The New York World has a long editorial comment upon the recent message of the President.--It says it has the merit of a "certain sort of painful honesty" It adds:

‘ But amid all these avowals and upbraidings no word escapes Mr. Davis indicating the possibility of submission. He seems to place such complete reliance on the stubborn constancy of his people that he deems it safe to state, without palliation, the most unwelcome truths. Whoever infers from this gloomy message that the rebels are about to give up, draws a conclusion which events will disappoint, and which careful reflection on the message itself should suffice to confute. If the rebels had any thought of surrender they would not thus turn their Confederacy inside out for our inspection. If they considered negotiations for submission within the range of possibility, it would be their one to conceal their weakness, in the hope of thereby obtaining more favorable terms. These bold confessions are among the most painful proofs of undaunted and invincible determination which the rebel chiefs have ever given.

’ But why is it that they are so stout and resolute under such accumulated misfortunes? What is it feeds the political passions which, so constantly rise superior to calamity? Why is it that wave after wave of our successive victories dashes against their spirit of defiance without impression? There one explanation. The Administration have none against the secession mad bull with a sword on one hand but with a red flag in the other. They infuriate him more by constantly brandishing the flag than they subdue him by their blows. Who can believe that, after all their sufferings, the South would be so stiff and high, if, throughout the war, the only issue tendered them had been a choice between allegiance to the Constitution and resumption of their old rights under it on the one side, and a continuation of the war on the other? Our military straight jacket and heroic treatment will never bring them to reason so long as we counteract the effect of our remedies by lecturing the patient about the topic on which he went mad.
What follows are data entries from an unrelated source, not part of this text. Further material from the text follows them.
PR #101, opened 2020-12-03
Remove DDG4 plugin (moves to dd4hep)

vvolkl:
In preparation for the dd4hep release, which shifts the dependencies, it will be good to have a version of edm4hep without dd4hep dependencies (even optional). So we should  make a new tag, incrementing the minor release number after merging this.
 
BEGINRELEASENOTES
- Remove DDG4 plugin (moves to upstream dd4hep, https://github.com/AIDASoft/DD4hep/pull/740)

ENDRELEASENOTES


andresailer:
Related DD4hep PR: https://github.com/AIDASoft/DD4hep/pull/740

andresailer (approved):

Until the Southern mind ceases to run solely on slavery, cure is impossible; and yet Mr. Lincoln keeps thrusting this subject upon their attention in such a way as to add new exasperation to their most inveterate prejudices.

Which is easier, to create an abolition party in the South or in the North? In the North one would presume; but it was found impossible to souse even the North over head and ears in abolitionism at once. The Republican party has steadily tended towards abolitionism from the beginning; but even to this day it durst not risk an election on the naked abolition issue. What, then, can Mr. Lincoln be thinking of in presenting the naked is sue to the South? Why does he not imitate the prudent cunning of his party in the North, and manage his politics under a less odious flag? The South is not likely to swallow without dilution, a dose which nauseates even Northern stomachs.--The Republicans carried all the recent elections on the prosecution of the war, purely and simply conscious that they would everywhere be beaten if they dared to offer an abolition front. But Mr. Lincoln presents the naked hook to the South, without any bait to cover it; surely no man out of an insane hospital can expect it to be swallowed. He has rendered a Union party in the South impossible by making union the inseparable yoke fellow of abolitions he has perpetrated the absurdity of expecting that elections can be carried on the abolition issue at the South, when it is notorious that they cannot be carried on that issue in the North. It is in consequence of such follies that victories on our side produce no submission on theirs.